7: used for server status check

135-139: ports used by Remote Procedure Call endpoint mapper and NetBIOS - needed only for deployment phase

443: used for secure HTTP communication to vCenter so it needs to be open on all nodes (Primary, Secondary and EMS) in both directions

445: SMB connection for deployment for EMS deployment. SMB v1 must be enabled during the deployment phase and can be disabled after Engine is installed.

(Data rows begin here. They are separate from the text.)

PR #3607, opened 2021-02-22
[release-v1.17] Remove finalizers from the worker secret in the migration flow

rfranzke:
Cherry-pick of #3560.

**Release note**:

```noteworthy dependency
In the generic worker actuator's migration flow, the MCM finalizer of the secret that is referenced by the `Worker` is not removed. We have now added functionality that checks that secret and removes only the MCM finalizers if necessary. 
```


ialidzhikov (approved):
/lgtm

PR #3584, opened 2021-02-18
Do not try to remove the finalizer of Plant Secret when it is not found

ialidzhikov:
/kind bug

Currently gardener-controller-manager is not able to delete a Plant when its Secret is not found:

```
time="2021-02-18T06:13:04Z" level=info msg="Error syncing plant garden-it/e2e-9n26q: failed to remove finalizer from plant secret 'garden-it/test-secret-plant-r9xtc': could not remove \"core.gardener.cloud/plant\" finalizer: resource name may not be empty"
time="2021-02-18T06:13:04Z" level=info msg="Error syncing plant garden-it/e2e-9n26q: failed to remove finalizer from plant secret 'garden-it/test-secret-plant-r9xtc': could not remove \"core.gardener.cloud/plant\" finalizer: resource name may not be empty"
time="2021-02-18T06:13:04Z" level=info msg="Error syncing plant garden-it/e2e-9n26q: failed to remove finalizer from plant secret 'garden-it/test-secret-plant-r9xtc': could not remove \"core.gardener.cloud/plant\" finalizer: resource name may not be empty"
time="2021-02-18T06:13:04Z" level=info msg="Error syncing plant garden-it/e2e-9n26q: failed to remove finalizer from plant secret 'garden-it/test-secret-plant-r9xtc': could not remove \"core.gardener.cloud/plant\" finalizer: resource name may not be empty"
time="2021-02-18T06:13:04Z" level=info msg="Error syncing plant garden-it/e2e-9n26q: failed to remove finalizer from plant secret 'garden-it/test-secret-plant-r9xtc': could not remove \"core.gardener.cloud/plant\" finalizer: resource name may not be empty"
time="2021-02-18T06:13:04Z" level=info msg="Error syncing plant garden-it/e2e-9n26q: failed to remove finalizer from plant secret 'garden-it/test-secret-plant-r9xtc': could not remove \"core.gardener.cloud/plant\" finalizer: resource name may not be empty"
```

**Release note**:

```bugfix operator
An issue causing gardener-controller-manager to not be able to delete a Plant when the Plant Secret is not found is now fixed.
```

PR #3615, opened 2021-02-23
[release-v1.17] Do not try to remove the finalizer of Plant Secret when it is not found

rfranzke:
Cherry-pick of #3584.

**Release note**:

```other operator
An issue causing gardener-controller-manager to not be able to delete a Plant when the Plant Secret is not found is now fixed.
```


ialidzhikov (approved):
/lgtm

PR #3617, opened 2021-02-23
Ensure ManagedSeed VPA is not enabled if shoot VPA is enabled

stoyanr:

/area control-plane
/kind bug
/priority normal

Ensures ManagedSeed VPA is not enabled if shoot VPA is enabled.

Fixes #

I chose to fix the issue in the admission plugin, rather than in the (deprecated) seed registration controller (handling the `use-as-seed` annotation).
* If the seed VPA is not explicitly enabled or disabled - set it to the opposite of the shoot VPA setting
* If the seed VPA is explicitly enabled and the shoot VPA is also enabled - error
* If the seed VPA is explicitly disabled and the shoot VPA is also disabled - ok, the user might want to use their own VPA

In addition, the safety check in the managed seed controller is also fixed to properly take into account the fact that the seed VPA is enabled by default, similarly to all other seed settings.

**Release note**:

```other operator
NONE
```

### DIFF
--- a/plugin/pkg/managedseed/validator/admission.go
+++ b/plugin/pkg/managedseed/validator/admission.go
@@ -332,6 +332,19 @@ func (v *ManagedSeed) admitSeedSpec(spec *gardencore.SeedSpec, shoot *gardencore
 		allErrs = append(allErrs, field.Invalid(fldPath.Child("provider", "region"), spec.Provider.Region, fmt.Sprintf("seed provider region must be equal to shoot region %s", shoot.Spec.Region)))
 	}
 
+	// Initialize and validate settings
+	shootVPAEnabled := gardencorehelper.ShootWantsVerticalPodAutoscaler(shoot)
+	if spec.Settings == nil || spec.Settings.VerticalPodAutoscaler == nil {
+		if spec.Settings == nil {
+			spec.Settings = &gardencore.SeedSettings{}
+		}
+		spec.Settings.VerticalPodAutoscaler = &gardencore.SeedSettingVerticalPodAutoscaler{
+			Enabled: !shootVPAEnabled,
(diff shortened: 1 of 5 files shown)


plugin/pkg/managedseed/validator/admission.go
```diff
@@ -332,6 +332,19 @@ func (v *ManagedSeed) admitSeedSpec(spec *gardencore.SeedSpec, shoot *gardencore
 		allErrs = append(allErrs, field.Invalid(fldPath.Child("provider", "region"), spec.Provider.Region, fmt.Sprintf("seed provider region must be equal to shoot region %s", shoot.Spec.Region)))
 	}
 
+	// Initialize and validate settings
+	shootVPAEnabled := gardencorehelper.ShootWantsVerticalPodAutoscaler(shoot)
+	if spec.Settings == nil || spec.Settings.VerticalPodAutoscaler == nil {
+		if spec.Settings == nil {
+			spec.Settings = &gardencore.SeedSettings{}
+		}
```
timebertt, line 340: Can you move it up before the first `if`?

timebertt (commented):
One nit, rest lgtm

plugin/pkg/managedseed/validator/admission.go
stoyanr: I probably could, but should I? I find the code as it's written easier to understand - we only change something in spec if we are sure we want to apply a default, not otherwise.
I am anxious to get this reviewed and merged to fix the broken dev - could we focus on the significant parts please?

ialidzhikov (approved):
/lgtm
/needs second-opinion

timebertt (approved):
/lgtm

PR #3618, opened 2021-02-23
Scale down Loki only once per week

Kristian-ZH:

/area logging
/kind enhancement
/priority normal

1. Configure HVPA to scale down Loki only once per week to reduce the frequent restarts.

2. Change the ScaleDown Maintenance time window to be 1 hour after the shoot's one. This will prevent Loki to be scaled down and to lose logs during the shoot update.

Fixes #

@dguendisch 

**Release note**:

```other operator
None
```

### DIFF
--- a/pkg/operation/seed/seed.go
+++ b/pkg/operation/seed/seed.go
@@ -401,8 +401,17 @@ func BootstrapCluster(ctx context.Context, k8sGardenClient, k8sSeedClient kubern
 					return err
 				}
 			} else {
-				maintenanceBegin = shootInfo.Data["maintenanceBegin"]
-				maintenanceEnd = shootInfo.Data["maintenanceEnd"]
+				shootMaintenanceBegin, err := utils.ParseMaintenanceTime(shootInfo.Data["maintenanceBegin"])
+				if err != nil {
+					return err
+				}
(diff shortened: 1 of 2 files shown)


dguendisch:
/lgtm
thanks!

pkg/operation/seed/seed.go
```diff
@@ -401,8 +401,21 @@ func BootstrapCluster(ctx context.Context, k8sGardenClient, k8sSeedClient kubern
...
+					return err
+				}
+				maintenanceBegin = beginTime.Add(1 * time.Hour).Format(maintenanceTimeLayout)
+
+				shootMaintenanceEnd := shootInfo.Data["maintenanceEnd"]
+				endTime, err := time.Parse(maintenanceTimeLayout, shootMaintenanceEnd)
+				if err != nil {
+					return err
+				}
+				maintenanceEnd = endTime.Add(1 * time.Hour).Format(maintenanceTimeLayout)
```
rfranzke: Use https://github.com/gardener/gardener/blob/b79f180e762a79bee67f13fc1cac66ab5f0212e2/pkg/utils/timewindow.go#L47-L55?

rfranzke (approved):
/lgtm

PR #3628, opened 2021-02-25
Update GEP-13, esp. ManagedSeed and ManagedSeedSet sections

stoyanr:

/area documentation
/kind enhancement
/priority normal

Updates GEP-13:
* Update the "ManagedSeed Resources" section to reflect the way ManagedSeeds were eventually implemented.
* Update the "ManagedSeedSet" section to elaborate on new ideas especially for managing ManagedSeed updates.

Fixes #

**Release note**:

```other operator
NONE
```


vlerenc:
@stoyanr What was the motivation to use one resource type that can now do two different things?

Referring to:
> Either the seedTemplate or the gardenlet section must be specified, but not both

I am curious, because someone’s/my naive thoughts when reading this were: why then not two different resource types / resources in practice where e.g. the gardenlet would be another resource (request for installation) and the controller would install it once the seed (as referred to by it) becomes available?

docs/proposals/13-automated-seed-management.md
```diff
@@ -263,18 +283,66 @@ ManagedSeedSets are reconciled by a new *managed seed set controller* in `garden
...
+
+* Ordered, graceful deployment and scaling.
+* Ordered, automated rolling updates. Such rolling updates can be *partitioned* (limited to replicas with ordinal numbers greater than or equal to the "partition") to achieve *phased rollouts*.
+
+A ManagedSeedSet, unlike a StatefulSet, does not need to maintain a stable identity for its ManagedSeeds. Furthermore, it would not be practical to always remove the replicas with the largest ordinal numbers when scaling in, since the corresponding seeds may have shoots scheduled onto them, while other seeds, with lower ordinals, may have fewer shoots (or none), and therefore be much better candidates for being removed.
+
+On the other hand, it would be beneficial if a ManagedSeedSet, like a StatefulSet, provides ordered deployment and scaling, ordered rolling updates, and phased rollouts. The main advantage of these features is that a deployment or update failure would affect fewer replicas (ideally just one), containing any potential damage and making the situation easier to handle, thus achieving some of the goals stated in [Issue #87](https://github.com/gardener/gardener/issues/87).
```
danielfoehrKn: I can also imagine that a phased rollout would help to contain Seed rolling updates outside business hours to avoid Seed being rolled when most stakeholders are wanting to use their clusters.

docs/proposals/13-automated-seed-management.md
```diff
@@ -263,18 +283,66 @@ ManagedSeedSets are reconciled by a new *managed seed set controller* in `garden
...
+
+Although such ordinal numbers cannot provide stable identity, they can provide a predictable ordering for deployments and updates, and can also be used to partition rolling updates similarly to StatefulSet ordinal numbers.
+
+#### Update Strategies
+
+The ManagedSeedSet's `.spec.updateStrategy` field allows configuring automated rolling updates for the ManagedSeeds and Shoots in a ManagedSeedSet.
+
+**Rolling Updates**
+
+The `RollingUpdate` update strategy implements automated, rolling update for the ManagedSeeds and Shoots in a ManagedSeedSet. With this strategy, the ManagedSeedSet controller will update each ManagedSeed and Shoot in the ManagedSeedSet. It will proceed from the largest number to the smallest, updating each ManagedSeed and its corresponding Shoot one at a time. It will wait until both the Shoot and the Seed of an updated ManagedSeed are Ready prior to updating its predecessor.
```
danielfoehrKn, line 324: What about the Shoots that are deployed on those ManagedSeeds? 
In a bad case, a ManagedSeed. (the Shoot and Seed) are READY, but the control plane pods have troubles. E.g there was an update to the kubelet configuration for a certain worker pool of the Seed. cluster.

The rollout would then only continue if not more than X percent of the Shoot clusters on the Seed have Reconcile or Readiness (only control plane) problems. 

WDYT

stoyanr:
> @stoyanr What was the motivation to use one resource type that can now do two different things?

Because a single resource type is more suitable, easier to handle, and easier to use. Also I don't see this as "two different things" - in both cases, it's still a "managed seed", that is a cluster (currently a shoot, in the future perhaps also something else) registered as a seed. There is some shared configuration (e.g. the name of the shoot that should be registered) and a lot (I mean, really a lot) of shared logic between both cases. Having two resource types would make both the implementation and the user experience more complex and yield no benefits, at least I can't think of some.

The `gardenlet` case is much more than a "request for installation". Especially if you consider the deletion ("uninstallation") scenario, besides just undeploying gardenlet it goes through additional phases to ensure that the Seed registered by gardenlet and its secrets have been properly deleted (gardenlet itself doesn't do anything of this), making it even more similar to the `seedTemplate` case. 

Also, consider the case of a ManagedSeedSet. Should we have then two different Set types, or different types of templates in the same Set type? Both approaches would further increase the complexity compared to what's currently proposed, and again yield no benefits.

docs/proposals/13-automated-seed-management.md
stoyanr: OK, I will mention this as well, thanks.

docs/proposals/13-automated-seed-management.md
stoyanr: OK, makes sense in general, not sure how complex that would be to implement. Perhaps before implementing the ManagedSeedSet controller, we should consider introducing a "managed seed care" controller that would update the ManagedSeed resource itself with the health of its Seed and Shoots deployed on top, since keeping track of all these might be too much for the ManagedSeedSet controller to handle.

danielfoehrKn: Ok, I like that idea. Also makes the initial implementation easier

docs/proposals/13-automated-seed-management.md
```diff
@@ -263,18 +283,66 @@ ManagedSeedSets are reconciled by a new *managed seed set controller* in `garden
...
+
+On the other hand, it would be beneficial if a ManagedSeedSet, like a StatefulSet, provides ordered deployment and scaling, ordered rolling updates, and phased rollouts. The main advantage of these features is that a deployment or update failure would affect fewer replicas (ideally just one), containing any potential damage and making the situation easier to handle, thus achieving some of the goals stated in [Issue #87](https://github.com/gardener/gardener/issues/87).
+
+Based on the above considerations, we propose the following mechanism for handling ManagedSeed identity and order:
+
+* A ManagedSeedSet uses *ordinal numbers generated by an increasing sequence* to identify ManagedSeeds and Shoots it creates and manages. These numbers always starts from 0 and are incremented by 1 for each newly added replica.
```
rfranzke:
```suggestion
* A ManagedSeedSet uses *ordinal numbers generated by an increasing sequence* to identify ManagedSeeds and Shoots it creates and manages. These numbers always start from 0 and are incremented by 1 for each newly added replica. 
```

docs/proposals/13-automated-seed-management.md
```diff
@@ -263,18 +283,66 @@ ManagedSeedSets are reconciled by a new *managed seed set controller* in `garden
...
 
-There is an important difference between seeds and pods or nodes in that seeds are more "heavyweight" and therefore updating a set of seeds by introducing new seeds and moving shoots to them tends to be much more complex, time-consuming, and prone to failures compared to updating the seeds "in place". Furthermore, updating seeds in this way depends on a mature implementation of [GEP-7: Shoot Control Plane Migration](07-shoot-control-plane-migration.md), which is not available right now. Therefore, ManagedSeedDeployments are not described in detail here, as properly dealing with the challenges mentioned requires a separate GEP.
+* During an update, determine which replicas are still not on the latest revision and therefore should be updated.
+* Display the revision history of a ManagedSedSet via `kubectl rollout history`.
+* Roll back all ManagedSedSet replicas to a specific revision via `kubectl rollout undo`
```
rfranzke:
```suggestion
* Roll back all ManagedSeedSet replicas to a specific revision via `kubectl rollout undo`
```

docs/proposals/13-automated-seed-management.md
```diff
@@ -263,18 +283,66 @@ ManagedSeedSets are reconciled by a new *managed seed set controller* in `garden
...
 
-There is an important difference between seeds and pods or nodes in that seeds are more "heavyweight" and therefore updating a set of seeds by introducing new seeds and moving shoots to them tends to be much more complex, time-consuming, and prone to failures compared to updating the seeds "in place". Furthermore, updating seeds in this way depends on a mature implementation of [GEP-7: Shoot Control Plane Migration](07-shoot-control-plane-migration.md), which is not available right now. Therefore, ManagedSeedDeployments are not described in detail here, as properly dealing with the challenges mentioned requires a separate GEP.
+* During an update, determine which replicas are still not on the latest revision and therefore should be updated.
+* Display the revision history of a ManagedSedSet via `kubectl rollout history`.
```
rfranzke:
```suggestion
* Display the revision history of a ManagedSeedSet via `kubectl rollout history`.
```

rfranzke (commented):
I'm very much looking forward to having this in place, thanks for updating the document!

docs/proposals/13-automated-seed-management.md
stoyanr: Hm, I don't see any difference?

docs/proposals/13-automated-seed-management.md
stoyanr: OK

docs/proposals/13-automated-seed-management.md
stoyanr: OK

docs/proposals/13-automated-seed-management.md
rfranzke: Sorry, fixed...

docs/proposals/13-automated-seed-management.md
```diff
@@ -224,17 +240,21 @@ metadata:
   name: crazy-botany
   namespace: garden
 spec:
-  replicas: 1
+  replicas: 3
   selector:
     matchLabels:
       foo: bar
+  updateStrategy:
```
stoyanr, line 247: Questions to reviewers:
* Since only a single update strategy (`RollingUpdate`) is planned, do we need the entire field as specified here? I tend to prefer it this way, since it's more familiar and open for extensions. Any other opinions?
* Do we need a field similar to `podManagementPolicy` in `StatefulSet`? Or to put it in a different way, do you think "parallel" management policy could also be useful in some cases in addition to the "orderedReady" policy described in the document?

docs/proposals/13-automated-seed-management.md
stoyanr: OK

docs/proposals/13-automated-seed-management.md
stoyanr: OK, I will mention this in the document.

docs/proposals/13-automated-seed-management.md
```diff
@@ -263,18 +283,66 @@ ManagedSeedSets are reconciled by a new *managed seed set controller* in `garden
...
+
+Based on the above considerations, we propose the following mechanism for handling ManagedSeed identity and order:
+
+* A ManagedSeedSet uses *ordinal numbers generated by an increasing sequence* to identify ManagedSeeds and Shoots it creates and manages. These numbers always starts from 0 and are incremented by 1 for each newly added replica. 
+* Replicas (both ManagedSeeds and Shoots) are named after the ManagedSeedSet with the ordinal number appended. For example, for a ManagedSeedSet named `test` its replicas are named `test-0`, `test-1`, etc.
+* Gaps in the sequence created by removing replicas with ordinal numbers in the middle of the range are never filled in. A newly added replica always receives a number that is not only free, but also unique to itself. For example, if there are 2 replicas named `test-0` and `test-1` and any one of them is removed, a newly added replica will still be named `test-2`.   
+
+Although such ordinal numbers cannot provide stable identity, they can provide a predictable ordering for deployments and updates, and can also be used to partition rolling updates similarly to StatefulSet ordinal numbers.
```
timebertt: > Although such ordinal numbers cannot provide stable identity

Hmmm, why do you think so? The ManagedSeeds' identities are stable, aren't they?
Basically, every Seed (Shoot/ManagedSeed-tuple) has a stable identity and it is never changed. We go even further, as we say, identities that were once used should not be reused.

docs/proposals/13-automated-seed-management.md
timebertt: Have you checked, if `kubectl rollout undo` will directly work with custom resources like this?
Or is there something required additionally to make this work?

docs/proposals/13-automated-seed-management.md
timebertt: > * Since only a single update strategy (`RollingUpdate`) is planned, do we need the entire field as specified here? I tend to prefer it this way, since it's more familiar and open for extensions. Any other opinions?

+1, I would also keep it this way.

> * Do we need a field similar to `podManagementPolicy` in `StatefulSet`? Or to put it in a different way, do you think "parallel" management policy could also be useful in some cases in addition to the "orderedReady" policy described in the document?

I don't see any necessity for adding a different management policy as of now, as I also don't see any use case currently.

timebertt (commented):
Thank you! The update is well-described und quite clear from my perspective.

I don't have any additional concerns / thoughts since the last time we talked about it.
So I'm curious about opinions from other reviewers.
/lgtm

docs/proposals/13-automated-seed-management.md
stoyanr: Yes, you are right. I will rephrase this, what should be said is that "although such ordinal numbers can also provide stable identity, in this case it is much more important that they can provide a predictable ordering ...".

docs/proposals/13-automated-seed-management.md
stoyanr: No, I don't think it will work directly. [Documentation](https://kubernetes.io/docs/reference/generated/kubectl/kubectl-commands#rollout) says explicitly that valid resource types are deployments, daemonsets, and statefulsets, and I don't see how they could implement it to support custom types out of the box. But I think it should be possible to support rollout commands for our types via a [kubectl plugin](https://kubernetes.io/docs/tasks/extend-kubectl/kubectl-plugins/). I will update the document to properly mention this.

stoyanr:
@danielfoehrKn @rfranzke @timebertt Updated the document to reflect your feedback, in a new commit.
/squash

timebertt (approved):
Looks good, thank you!
Approving now, but asking @rfranzke @danielfoehrKn for
/second-opinion
/lgtm

rfranzke (approved):
/lgtm

danielfoehrKn (approved):

PR #3633, opened 2021-02-26
Promote `ManagedIstio` and `APIServerSNI` feature gates

### LINKED ISSUE #2942: Graduate APIServerSNI (+ ManagedIstio) feature gate

rfranzke:

/area open-source
/kind enhancement
/priority normal

The `ManagedIstio` and `APIServerSNI` feature gates in the `gardenlet` have been promoted to beta.
Along the way, I updated some feature gate owners.

Fixes #2942

/squash

**Release note**:

```action operator
The `ManagedIstio` and `APIServerSNI` feature gates in the `gardenlet` have been promoted to beta and are now enabled by default. If you run your own istio installation then you have to disable the `ManagedIstio` feature gate (and probably also the `APIServerSNI`) in your gardenlet configurations.
```


pkg/gardenlet/features/features.go
```diff
@@ -28,9 +28,9 @@ var (
 		features.Logging:                {Default: false, PreRelease: featuregate.Alpha},
 		features.HVPA:                   {Default: false, PreRelease: featuregate.Alpha},
 		features.HVPAForShootedSeed:     {Default: false, PreRelease: featuregate.Alpha},
-		features.ManagedIstio:           {Default: false, PreRelease: featuregate.Alpha},
+		features.ManagedIstio:           {Default: false, PreRelease: featuregate.Beta},
 		features.KonnectivityTunnel:     {Default: false, PreRelease: featuregate.Alpha},
-		features.APIServerSNI:           {Default: false, PreRelease: featuregate.Alpha},
+		features.APIServerSNI:           {Default: false, PreRelease: featuregate.Beta},
```
rfranzke: I did not enable them by default yet. Should we do it?

vpnachev: Yes.

vpnachev: Also, enable them by default here https://github.com/gardener/gardener/blob/5eefe2db2e64db1d7947c3bdf605ac7e7879346b/example/20-componentconfig-gardenlet.yaml#L88-L90

vpnachev (changes requested):
Please, update also https://github.com/gardener/gardener/blob/master/docs/deployment/feature_gates.md#feature-gates-for-alpha-or-beta-features.

mvladev:
Hold on - end-users might already have Istio installed on their clusters, enabling it by default might  cause problems for them.

vpnachev:
What is the plan then? I am thinking about deprecating the `ManagedIstio` and moving it to an extension, wdyt?

rfranzke:
I agree with @mvladev. My gud feeling is that it's not a good idea to enable it by default yet. 

> What is the plan then? I am thinking about deprecating the ManagedIstio and moving it to an extension, wdyt?

😕 Why? At least at this point, what is the benefit? I vote for being pragmatic now: Promote the feature gates to beta to indicate that we consider it as "mature enough to be used", but do not enable it by default to not interfere with existing installations.

mvladev:
> I agree with @mvladev. My gud feeling is that it's not a good idea to enable it by default yet.
> 
> > What is the plan then? I am thinking about deprecating the ManagedIstio and moving it to an extension, wdyt?
> 
> 😕 Why? At least at this point, what is the benefit? I vote for being pragmatic now: Promote the feature gates to beta to indicate that we consider it as "mature enough to be used", but do not enable it by default to not interfere with existing installations.

I would agree with @vpnachev . I would rather have the isito installation of of the gardener. Now that I think about it - probably would do the same for the `GardenerSeedScheduler` feature gate as well. Or we keep it beta, but do not enable it.

rfranzke:
Yes, generally, I agree as well, but I don't see how this is related now and why we would need to hold the beta promotion now. Actually, our (or at least mine) goal with this PR is only to indicate that the feature is mature enough and "battle-tested" so that others can feel comfortable enough to try it out as well. IMO this does not rule out the opportunity to move everything out of g/g in the future when we have the time and necessity to do so?
OTOH, I am also totally fine with keeping everything as it is (no beta promotion) because we anyways never followed this process, so it probably doesn't matter too much to consumers of Gardener (I assume, many are using "alpha" gates like `Logging`, `HVPA`, and so on for a long time already).
What do you prefer?

vpnachev:
I would prefer just to try to establish some policy like k8s. Alpha feature are disabled by default and needs to be explicitly enabled. Beta and GA features are enabled by default and needs to be explicitly disabled.

Thinking again about https://github.com/gardener/gardener/pull/3633#issuecomment-787428033, I actually do not see it as a blocker. We just need to add an `action required` release note and ask the users that already have Istio in their seed clusters to explicitly disable the `ManagedIstio` feature gate.

rfranzke:
OK, I've now enabled them by default and added a corresponding release note. Please check.

timebertt (dismissed):
/lgtm
I think, this is the way to go.

If we want to allow users to disable the gardener managed istio installation after graduating the feature gate to GA, we can still add a configuration option, which is then more fitting for having optional components than a feature gate in my opinion...

vpnachev (dismissed):
/lgtm

We could enable them by default here https://github.com/gardener/gardener/blob/ef495eb662556cdb7dff4401eaa32ddc539e604b/example/20-componentconfig-gardenlet.yaml#L88-L90 but it can also be done with some other PR.

rfranzke:
@vpnachev done

timebertt (dismissed):
/lgtm

vpnachev (dismissed):
Thanks!
/lgtm

rfranzke:
The `release-v1.18` branch is already created, so this PR won't make it into the v1.18 release. I've pushed 31656b1 which changes the docs to `v1.19`.

vpnachev (approved):
/lgtm

timebertt (approved):
/lgtm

9727 and 9728 - used for Neverfail Webservices service to communicate between the 3 servers (EMS, Primary and Secondary) and to connect to the EMS portal - EMS talks with Engine (and viceversa) over a HTTPS encrypted website connection using sha256RSA hash algorithm. Also, EMS installs using a self-signed certificate which may be changed with a proper CA issued certificate

57348 - used for Channel communication - not encrypted but the replication procedure is proprietary so someone would need to know the algorithm in order to be able to re-create the data that is received. The encryption was not added yet in the Engine features mainly because it would use a lot of CPU on already highly used Active servers. The communication is done on the Passive using a dynamic ephemeral port, valid only for the duration of the connection.

52267 - used for encrypted Client connection. Neverfail uses port 52267 as the default Client connection port. The active server listens on port 52267 for any client connection requests. Once the client has connected to the active server, the client and the active server will communicate using ephemeral ports, which are assigned dynamically from a range, and are valid only for the duration of the connection.